Diplomacy in action. Here was Condoleezza Rice scooting to Paris and Brussels and Luxembourg, deftly working the idea that Europe mattered and the United States respected it. And here was a group of heavyweight American pols in town for a postscript, attending the weekend's yearly seminar of defense and security experts (Don Rumsfeld and John McCain among the Republicans, Joe Lieberman and Hillary Clinton for the Democrats) and thinking, fair traders all, there might be some signs of a quick and generous European response.
The fact was that a speech by Gerhard Schröder, billed as a German-take-on-the-world and read out by Defense Minister Peter Struck (Schröder called in sick), grated.
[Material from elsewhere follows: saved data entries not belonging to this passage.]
PR #792, opened 2020-05-20
fix(rum): allow setting labels before initializing

### LINKED ISSUE #780: Refactor ConfigService to be able to set configs even before calling init
We can remove the `defaults` property and use its value to initialise `config` property on construction.

vigneshshanmugam:
+ fix #780 
+ User configs would be merged with the actual config instead of having `defaults`. 
+ Added a test case and removed the `config.init` from places where unnecessary.

### DIFF
--- a/packages/rum-core/src/common/config-service.js
+++ b/packages/rum-core/src/common/config-service.js
@@ -64,8 +64,7 @@ function getDataAttributesFromNode(node) {
 
 class Config {
   constructor() {
-    this.config = {}
-    this.defaults = {
+    this.config = {
       serviceName: '',
       serviceVersion: '',
       environment: '',
@@ -180,7 +179,7 @@ class Config {
       properties.serverUrl = properties.serverUrl.replace(/\/+$/, '')
     }
 
-    this.config = merge({}, this.defaults, this.config, properties)
+    this.config = merge({}, this.config, properties)
     this.events.send(CONFIG_CHANGE, [this.config])
   }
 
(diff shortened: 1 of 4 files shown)


vigneshshanmugam:
@jahtalab Test failure is unrelated, Ready to be reviewed

packages/rum-core/src/common/config-service.js
```diff
@@ -180,7 +179,7 @@ class Config {
       properties.serverUrl = properties.serverUrl.replace(/\/+$/, '')
     }
 
-    this.config = merge({}, this.defaults, this.config, properties)
+    this.config = merge({}, this.config, properties)
```
jahtalab, line 182: I don't think we still to pass a new object here, we can simply merge into `this.config`

packages/rum/test/specs/apm-base.spec.js
```diff
@@ -308,6 +308,21 @@ describe('ApmBase', function() {
...
+    }
+    apmBase.addLabels(labels)
+    apmBase.init({
+      serviceName,
+      serverUrl,
+      disableInstrumentations: [PAGE_LOAD]
+    })
+    const configService = serviceFactory.getService('ConfigService')
+    expect(configService.get('context.tags')).toEqual(labels)
+  })
```
jahtalab, line 324: I think having this test here is fine but since this change is in config service, the test should be in it's spec file. there can be two test if you think that's justified.

vigneshshanmugam: There is already a test in config service, so I added this test to ensure setting labels before init.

The Bush folk, trying so hard to be Europe-amenable seven days before the president's arrival, suddenly found themselves laboring not to look too wrong-footed, embarrassed or provoked by a message from the chancellor they did not fully expect.
What they got from Schröder was a complaining five pages, mostly about the unsatisfactory state of trans-Atlantic relations. His call for an umpteenth blue-ribbon panel to assess what to do followed. …
His text restated his determination that Germany get a UN Security Council seat cum veto power. It fled any mention of his quest to have the European Union lift its embargo on arms sales to China, a proposal that has enraged Congress across the board. And it urged an end to Iran's isolation and consideration for the mullahs' "legitimate security concerns" — on a day when James Woolsey, a Clinton administration director of U.S. central intelligence, was asking a seminar panelist if he knew of a single shard of fact indicating that Iran was not about to produce atomic weapons. (No answer.)
In fact … there was something both detached and harsh about Schröder's speech.
Its tone was nonconciliatory exactly at a time when America was trying to be. Contradictorily, it came at a point when Germany's increasing ambitions on the world stage are most strikingly complemented, as Gunther Hellmann of Frankfurt University has said, by its declining social and economic competitiveness. And the speech's icy edges were such that Schröder talked of Russia with more palpable warmth than the United States.
[A] Clinton administration Democrat described Rumsfeld, who spoke to the conference on Saturday, as sounding more open and flexible than the chancellor.
"The thing that quite amazes me," said Wolfgang Schäuble, the man who may have the sharpest political intellect within the German conservative opposition, "is that Americans are disappointed with what Schröder said, that they found no givebacks. That's quite naïve. There's nothing to expect except a man looking at poll numbers all day and still thinking he'll stay in power if he turns every election into one in which he runs against George Bush."
… in terms of feeling, Schröder's speech was an even less hearty view of trans-Atlantic relations than one offered by Jacques Chirac, mulipolarity included, in London earlier in the year.
Not to mention the hard issues: Iraq, China (where Schröder's commercial interest is great and his responsibilities nil), Iran? Any indication of new German support from the chancellor? No. …
All this forces the question about what happens if Bush comes to Europe and gets precious little in return. Schäuble has said, considering the people in place in Germany, it's no small possibility. Awkward stuff. Not good.
The American in the marble hallway, upbeat on Europe in the administration's current mode, considered that everything might turn around by the time Bush gets to Mainz on Feb. 23.
The American said Schröder had an important regional election next Sunday, and considering that he won in 2002 opposing the Iraq war, he wasn't going to cross anybody up by sounding America-friendly a week ahead of time.
Not anybody, just George Bush. And perhaps not just momentarily.